Oh, and if you need a lot of IOPS then you choose the right motherboard and splurge on the 6TB of PCIe attached solid state storage per BackBlaze pod for over a million IOPs over 10Gig E. If you need high IOPS and big storage you can use adaptor brackets and 2.5" SSDs or mix in an array of The Collossus, though you're reaching for a $6K/TB price point there and cutting density in half but then the SSD performance SAN has an equal multiple and some serious capacity problems. If you go with the SSD drives you would want to cut down the SAS expanders to five drives per 4x SAS link because those bad boys can almost saturate a 3Gbps link while normal consumer SATA drives you can multiply 3:1.
If you're more compute focused then a BackBlaze node with fewer drives and a dual-quad motherboard with 4 GPGPUs is a better answer. At the high end you're paying almost as much for the network switches as you are for the media. If you're into the multipath SAS thing then buy 2x the controllers and buy the right backplanes for that - but
-
One solution total backup
VMWare Snapshots
Are you backing up just data, or configurations or what? Backup Solutions are nice and all, but you're still missing something
.... all the crap^H^H^H^H configurations that you've collected over the years of using that particular setup.And once you go to VMWARE (or other VM product) you'll quickly realize that the abstraction away from specific Hardware is very nice indeed.
However, if one is REALLY concerned about backups, a duplicate Hardware setup in a seperate location sitting idle (or cold) is a necessity. And having a VMWare snapshot ready to load on backup hardware is just tits when things REALLY go south. You end up looking like a genius, and get to play Scotty (over engineered everything).
The difference between amateurs and professionals is not when things are going well, it is when the shit hits the fan. A weekend Geek can built the $8000 backupsever or whatever of storage, but once the drives start to fail (and they will) that solution starts to REALLY suck because you can't get to the freaking drives easily (and I doubt it will tell you that the drive even failed).
Let me just say it this way, if you can't afford "over engineered" equipment, you can't afford to do it right.
So, VMware, snapshots and spare hardware offsite are the way to go. Anything less these days is simply weekend geek pride.
-
Re:Build a Backblaze Storage Pod.
Try one of these babies on for size. 67TB for about $8,000.
That could only be a good idea for large installations like backblaze. You need to have lots of spares of everything, extra capacity for failures and someone on call to fix the thing when it breaks. There is almost no redundancy and they use consumer grade hardware which means that there will be very regular hardware failures. If you have a ton of the things, this isn't so much of an issue and it probably does end up being cheaper. But using just a couple, much less one of those things would be an exercise in sheer stupidity.

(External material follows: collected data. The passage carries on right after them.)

PR #899, opened 2020-09-14
Improve connectivity info provider

elgatovital:
@gnosis/mobile-devs

### DIFF
--- a/app/src/main/java/io/gnosis/safe/helpers/ConnectivityInfoProvider.kt
+++ b/app/src/main/java/io/gnosis/safe/helpers/ConnectivityInfoProvider.kt
@@ -4,6 +4,7 @@ import android.net.ConnectivityManager
 import android.net.Network
 import android.net.NetworkCapabilities
 import android.net.NetworkRequest
+import android.os.Build
 import java.io.IOException
 
 class ConnectivityInfoProvider(private val connectivityManager: ConnectivityManager) {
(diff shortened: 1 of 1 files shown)


app/src/main/java/io/gnosis/safe/helpers/ConnectivityInfoProvider.kt
```diff
@@ -18,7 +19,19 @@ class ConnectivityInfoProvider(private val connectivityManager: ConnectivityMana
...
+                capabilities?.let {
+                    when {
+                        capabilities.hasTransport(NetworkCapabilities.TRANSPORT_CELLULAR) -> false
+                        capabilities.hasTransport(NetworkCapabilities.TRANSPORT_WIFI) -> false
+                        else -> true
+                    }
+                } ?: true
+            } else {
+                val activeNetworkInfo = connectivityManager.activeNetworkInfo
+                activeNetworkInfo == null || !activeNetworkInfo.isConnectedOrConnecting
```
biafra23, line 33: So if the phone is currently trying to reestablish the connection `isConnectedOrConnecting` the were not offline?
Should we consider "connecting" online?

elgatovital: yes, we can be more strict in this regard

biafra23 (approved):

Issue #905, opened 2020-09-14
DataDecoded: implement the "action" in transaction details and opening data decoded screen with tracking


DmitryBespalov:
- Action displayed in transaction details screen
- Action opens data decoded screen with actual parameters
- Tracking is implemented for the action details screen (see the epic)

liliya-soroka:
Verified
app version 2.1.0 -1172

Issue #904, opened 2020-09-14
DataDecoding: UI for arrays and nested arrays


DmitryBespalov:
Display arrays of values and nested arrays of values

To be refined:
- Indentation of the nested arrays; arrays are collapsible
- limit the nesting levels to 10

Designs 
- web: https://zpl.io/amplpRQ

I think that it all depends on what your budget is and what you have access to. You don't need fibre unless its already there and you have the hardware and knowledge to use it. Those cards ain't cheap and would add much complication. Unless you have huge amounts of data (on the scale of several hundred GB or more) changing on a daily basis or can't afford to lose anything at all in case of catastrophic failure, just use the gigE or 100M that is already in place. If that isn't enough, you should really be looking at systems that are designed for remote replication and that gets really expensive, really fast.

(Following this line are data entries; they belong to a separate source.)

Issue #792, opened 2020-08-17
NFT details (action part for NFT's)


jpalvarezl:
Design:https://zpl.io/VDyzLp3 & https://zpl.io/bLMwYBD

![image](https://user-images.githubusercontent.com/246473/92596070-800bbd00-f2a5-11ea-8c54-a3d48be0a089.png)

biafra23:
@jpalvarezl Does the client gateway send the token description in the tx list?

jpalvarezl:
There is not going to be a client gateway endpoint for this, at least not in the foreseeable future. The only logic that the clients should implement is to aggregate by `tokenAddress` and sort alphabetically by `tokenName`, as far as I understood. It was deemed in the refinement meeting that this was not a priority to push to the gateway for now.

liliya-soroka:
Reopened:
The item details should be instead of group details on the tx details page
Current result: ![image.png](https://images.zenhubusercontent.com/5ed757c29459bb36bacd4bba/0b660ea2-9fb3-4311-8fba-de5421715d3f)
Expected result: https://app.zeplin.io/project/5e9efc30726e106958cc43de/screen/5ee8ddc8e175644aa196ad65
safe : 0x1230B3d59858296A31053C1b8562Ecf89A2f888b
tx nonce : 234

biafra23:
>  The item details should be instead of group details on the tx details page

I don't understand, what you mean by that.

tschubotz:
Let's remove "NFT action" from the requirements https://gnosisinc.slack.com/archives/C63LQTGNB/p1600077831459800?thread_ts=1600072639.442800&cid=C63LQTGNB

liliya-soroka:
Verified
app version 2.2.0 -1174rc

PR #926, opened 2020-09-21
Show amount (+/-1 <SYMBOL>) instead of name for NFTs

biafra23:
Regading #792 .

- We don't show the token name only amount (and symbol) and tokenId below 
See: https://zpl.io/2GKm9xE and https://zpl.io/VDyzLp3

ENS | LBB in   | LBB out
---- | -------- | --------
Screenshot_20200921-160542 | Screenshot_20200921-155704 | Screenshot_20200921-160518

@gnosis/mobile-devs

### DIFF
--- a/app/src/main/java/io/gnosis/safe/ui/transactions/details/view/Erc721View.kt
+++ b/app/src/main/java/io/gnosis/safe/ui/transactions/details/view/Erc721View.kt
@@ -7,6 +7,7 @@ import androidx.constraintlayout.widget.ConstraintLayout
 import io.gnosis.safe.R
 import io.gnosis.safe.databinding.ViewTxErc721Binding
 import io.gnosis.safe.utils.loadTokenLogo
+import pm.gnosis.svalinn.common.utils.getColorCompat
 
 class Erc721View @JvmOverloads constructor(
     context: Context,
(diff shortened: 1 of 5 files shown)


app/src/main/java/io/gnosis/safe/ui/transactions/details/view/Erc721View.kt
```diff
@@ -16,9 +17,16 @@ class Erc721View @JvmOverloads constructor(
 
     private val binding by lazy { ViewTxErc721Binding.inflate(LayoutInflater.from(context), this) }
 
-    fun setToken(logoUri: String, tokenId: String?, tokenName: String?, tokenDescription: String?) {
-        binding.tokenName.text = tokenName
+    fun setToken(logoUri: String, tokenId: String?, outgoing: Boolean, amount: String?) {
         binding.logo.loadTokenLogo(logoUri, R.drawable.ic_nft_placeholder)
         binding.tokenId.text = tokenId
```
elgatovital, line 22: with(binding) { ... would look nicer

elgatovital (approved):

app/src/main/java/io/gnosis/safe/ui/transactions/details/view/Erc721View.kt
biafra23: changed in 21a7ced2831d447598816cd2a3cc59b65a8b4575

rmeissner:
Shouldn't the amount (+/- 1) and the token id, be aligned with the from address and asset address

elgatovital (approved):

Are you looking for an off-site mirror or backups? Those are not the same thing and you need to make sure that you know which you really need. I sincerely doubt that you need to be worrying about recovery time if the building burns down. Just worry about reducing the risk of data loss in the event of failure.
For backups, KISS is the most important thing. If something in the university is already in place, use that. Backup administration is a PITA and you're going to have to hand it off to someone once you leave (assuming you're a student) who may know almost nothing about computers. The simpler the system is to use, the easier the handoff is going to be and the less the people after you will hate you. Someone else mentioned asking the IT department if they offer any backup programs. That would be the best solution, I think. More expensive on paper, possibly but not likely. More expensive overall, I doubt it.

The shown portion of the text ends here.